Clinical governance, in plain language.
A coordinated care model only works if it’s deliberate about who decides what, what happens when providers disagree, and how a crisis is handled. Here’s how Zaha runs that.
Clinical decisions are clinical.
Diagnosis, treatment plan, modality choice, medication referral, risk assessment, safety planning — these are the licensed therapist’s call, sometimes in consultation with our Clinical Advisor. The imam doesn’t override them. Imams cannot diagnose, prescribe, or treat clinical mental health conditions. Their lane is spiritual.
When therapist and imam disagree.
It will happen. The protocol: the disagreement gets surfaced in the provider thread (not in front of the client), and the Clinical Advisor weighs in within two business days. If it’s a clinical question, the clinical view holds. If it’s a spiritual or scope question, the imam’s view holds. We document the resolution. We don’t paper over it.
If a client is caught between conflicting guidance, that’s a process failure on our side — the client is told plainly, and we make it right.
Crisis escalation.
If a client posts content suggesting self-harm, harm to others, or imminent risk — in the shared room or to either provider directly — the on-call clinical lead is paged immediately, day or night. Both providers are looped in within minutes. Standard 24-hour response windows do not apply.
For any client (or anyone reading this) who can’t wait: 988 (Suicide & Crisis Lifeline, 24/7) or 911 for immediate danger. Our crisis & safety page has the full list.
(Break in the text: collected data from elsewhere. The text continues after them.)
PR #14714, opened 2022-01-14
{bio}[GCCcore/11.2.0] TranslatorX v1.1

zemu-unile:
(created using `eb --new-pr`)

PR #14718, opened 2022-01-14
ignore missing binutils dependency for binaries in easyconfigs test suite

zemu-unile:
By default the testsuite checks for a binutils or GCC dependency, when
using the GCCcore toolchain to avoid accidentially using the system
binutils. However, this is not necessary for packages that do not need
to be build like binaries. This commit adds exceptions for the 'Binary'
and the 'PackedBinary' easyblock to the existing exception for the
'Tarball' easyblock.


boegel:
@zemu-unile There are probably cases where the `Binary` or `PackedBinary` easyblocks are used, but still some compilation is being done (and then we really do want `binutils` included as a build dependency), so I'm not sure this is a good idea to do in general (but I do understand that it can be annoying when the tests require including `binutils` when there's no compilation being done at all).

Do you have specific examples of PRs that made you look into this change?

zemu-unile:
#14714 is failing the test as it is just a Perl script.

zemu-unile:
already resolved in  #15932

Scope of practice for imams.
Our imams are not licensed mental health providers. They cannot diagnose, prescribe, bill insurance, or accept clinical referrals as the primary treating provider. They are trained to recognize clinical signs, defer to the therapist, and refer escalations up. Their work is pastoral — spiritual framing, religious counsel, accompaniment. Both providers carry malpractice coverage; the therapist’s policy is the primary clinical liability instrument.
Quality oversight.
Our Clinical Advisor reviews flagged threads within 24 hours, samples the rest on a rolling cadence, and audits the full corpus quarterly. Outcomes (PHQ-9, GAD-7, program-specific measures) are tracked from intake to graduation. Anonymized cases are reviewed in monthly provider rounds. Quality is supervised — nothing is left to assumption.